Das Programm sortiert die Zahlen von größter nach kleinster Zahl. Willst du es andersrum, musst du die jeweils die erste und dritte Variable tauschen 
Viel Spaß damit  

P.S: Schreibarbeit von 5 Min 

Paragas


----------



## sudden (5. Dezember 2003)

Vielen dank, 
Ich hab inzwischen auch ne Idee gehabt und zwar lass ich ne Zählschleife bis 1000000 laufen und wenn eine zahl= der Zählschleife ist , wird sie ausgegebenn


----------



## JoelH (11. Dezember 2003)

> _Original geschrieben von sudden _
> *und zwar lass ich ne Zählschleife bis 1000000 laufen und wenn eine zahl= der Zählschleife ist , wird sie ausgegebenn *



*rofl*
Das ist nicht dein Ernst. oder?

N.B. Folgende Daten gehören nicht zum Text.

PR #2597, opened 2020-09-03
Converted componentStudentDataChanged event to observable

### LINKED ISSUE #2596: Replace 'componentStudentDataChanged' event broadcasts with Observables

hirokiterashima:
Also cleaned up subscribe callback. 

Test that student work for components work as before.
Test connected components and animation component in particular.

Closes #2596

### DIFF
--- a/src/main/webapp/wise5/components/animation/animationController.ts
+++ b/src/main/webapp/wise5/components/animation/animationController.ts
@@ -966,19 +966,10 @@ class AnimationController extends ComponentController {
   studentDataChanged() {
     this.setIsDirty(true);
     this.emitComponentDirty(true);
-
     this.setIsSubmit(true);
     this.emitComponentSubmitDirty(true);
-
     this.clearSaveText();
-
-    this.createComponentState('change').then(componentState => {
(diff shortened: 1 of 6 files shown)


geoffreykwan (changes requested):
Functionality works well. I found two places where we could clean up the code a little.

Instead of calling this.createComponentState(action).then() I think we can call this.createComponentStateAndBroadcast(action) which is a parent function in the componentController.ts.

https://github.com/WISE-Community/WISE/blob/77bb7024e93e13eeea1b6e821ca775a29df54c96/src/main/webapp/wise5/components/animation/animationController.ts#L966-L982

https://github.com/WISE-Community/WISE/blob/77bb7024e93e13eeea1b6e821ca775a29df54c96/src/main/webapp/wise5/components/discussion/discussionController.ts#L433-L443

hirokiterashima:
Thanks for catching it. I replaced the code with a call to componentController's createComponentStateAndBroadcast() function.

geoffreykwan (approved):
Looks good.

PR #2601, opened 2020-09-04
Extracted AT import component feature

### LINKED ISSUE #2598: Refactor: extract import component feature into its own route
Right now the import component feature in the authoring tool is embedded in nodeAuthoringController.ts and node.html and turned on/off in the interface with ```insertComponentMode``` variable. The code is hard to read because nodeAuthoringController.ts and node.html also contain other AT features like copy/delete/edit paths/rubrics.

Move the code and templates to a new route to improve readability of the code.

hirokiterashima:
Extracted from nodeAuthoringController and node.html into its own route and components. Cleaned up related code along the way.

Test the import component feature and make sure that everything works as before including the following:
- import from my projects and library projects
- canceling import
- importing single and multiple components
- 'componentImported' event is saved in the events table in the db

Closes #2598

### DIFF
--- a/src/main/webapp/site/src/app/hybrid-module.ts
+++ b/src/main/webapp/site/src/app/hybrid-module.ts
@@ -199,7 +199,6 @@ export class PreviewAngularJSModule {
     TeacherWebSocketService
   ],
   entryComponents: [
-    ManageStudentsComponent,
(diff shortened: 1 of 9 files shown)


geoffreykwan (approved):
Looks good.

PR #2604, opened 2020-09-04
Issue 2581 replace logout event with observables

### LINKED ISSUE #2581: Replace 'logOut' event broadcasts with Observables

ekhumalo:
Replaced logOut events with observables.

To Test:
Open the Teacher and Student Project Environments and test if `forcelogOut` in SessionService is called after
`server.servlet.session.timeout=30m` in application.properties. You can reduce temporarily change time to 1 minute for testing purposes

Closes #2581


hirokiterashima (changes requested):
It looks like messages.xlf has been wiped clean. Can you revert it? Did you have the pre-commit git hook set up properly?

hirokiterashima (approved):
Looks good.

PR #2607, opened 2020-09-09
Extracted add component feature into its own route.

### LINKED ISSUE #2602: Refactor: extract create component feature into its own route
The "add new component" feature in the authoring tool is in nodeAuthoringController.ts and node.html and turned on/off in the interface with addComponentMode and showCreateComponent variables. The code is hard to read because nodeAuthoringController.ts and node.html also contain other AT features like copy/delete/edit paths/rubrics.

Move the code and templates to a new route to improve the readability of the code.

hirokiterashima:
Split add component UX to two parts: one to select component type and one to choose where it goes. 

Test that you can add a new component to a step. Test canceling out of the flow as well as choosing different places to insert the new component.

Closes #2602

### DIFF
--- a/src/main/webapp/wise5/authoringTool/addComponent/addComponentModule.ts
+++ b/src/main/webapp/wise5/authoringTool/addComponent/addComponentModule.ts
@@ -1,0 +1,26 @@
+import * as angular from 'angular';
+import { ChooseNewComponent } from './choose-new-component.component';
+import { ChooseNewComponentLocation } from './choose-new-component-location.component';
+
+export default angular.module('addComponentModule', ['ui.router'])
+  .component('chooseNewComponent', ChooseNewComponent)
+  .component('chooseNewComponentLocation', ChooseNewComponentLocation)
+  .config(['$stateProvider', $stateProvider => {
+    $stateProvider
+      .state('root.at.project.node.add-component', {
+        url: '/add-component',
+        abstract: true,
+        resolve: {}
+      })
+      .state('root.at.project.node.add-component.choose-component', {
+        url: '/choose-component',
+        component: 'chooseNewComponent'
+      })
+      .state('root.at.project.node.add-component.choose-location', {
+        url: '/choose-location',
+        component: 'chooseNewComponentLocation',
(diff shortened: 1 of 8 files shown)


geoffreykwan (changes requested):
Functionality works well.

1. I think the "Next" button should be on the right side instead of the left side.
1. It would be nice if in the "choose-location" view you could go back to the "choose-component" view.
1. When you go into the add component view, the top and side nav bars disappear which is a little jarring because it shifts the whole view. Would it be better to keep the nav bars visible?

hirokiterashima:
1- will do.
2- a change like that assumes that the user is usually adding more than one component at a time to a step, and once they're done, they'd have to "cancel" out of the add component mode. Is this how most users add components? If not, it could be annoying for users to cancel out after adding one component. Is there maybe a better way to implement the add component flow? We might want to discuss this before moving forward with changes. 
3- we do the same thing now with the structures authoring. I think we have it like that because the user is in a "structure authoring mode" where they can't do anything else but go forward or cancel, kind of like a floating dialog/wizard, and the nav menus should not be available in that mode?

@breity, what do you think?

geoffreykwan:
2. I meant adding a "Back" button in the "choose-location" view in case they realized they chose the wrong component type. It's annoying if they choose the wrong component type and get to the choose location view and then have to cancel and start the whole process from the beginning.

3. If they're restricted to the "structure authoring mode" functionality that's fine. I just think having the whole UI shift up and down is not ideal.

hirokiterashima:
2. ok, thanks for the clarification. A back button would be easy to add. Let's discuss UI/UX for add component feature in the future.
3. ok, will keep as is. Maybe there's a better way to do this in the future so it's not as jarring.

hirokiterashima:
I added the back button. The flow should remember the component type choice that you made and highlight it again when you get back to the chooser page.

I also put the back/cancel/next buttons at the bottom of the page and changed the instructions to h5. These styles better match our structured authoring.

geoffreykwan (approved):
Looks good.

Wenn doch würd ich gerne die Note erfahren die dir der Lehrer gegeben hat *grins*



SORRY, aber soist selten *kopfschüttel*

Aber kreativ.


----------



## Thomas Kuse (11. Dezember 2003)

Such im Internet mal nach *Bubble-Sort*, *Quick-Sort* oder auch *Merge-Sort*.
Alle sind unterschiedlich in der Schnelligkeit und Programmierbarkeit.


----------



## Thomas Darimont (11. Dezember 2003)

Servus!

http://www.hrz.uni-dortmund.de/A1/kurse/pascal99/teil2_tag3.html

Gruß Tom


----------



## Flexi (18. Januar 2004)

*BITTE HELFEN!*

Hi Ihr!
Also, ich bin schon am verzweifeln. Wir sollen bis Morgen ein Programm schreiben mit Turbo Pascal.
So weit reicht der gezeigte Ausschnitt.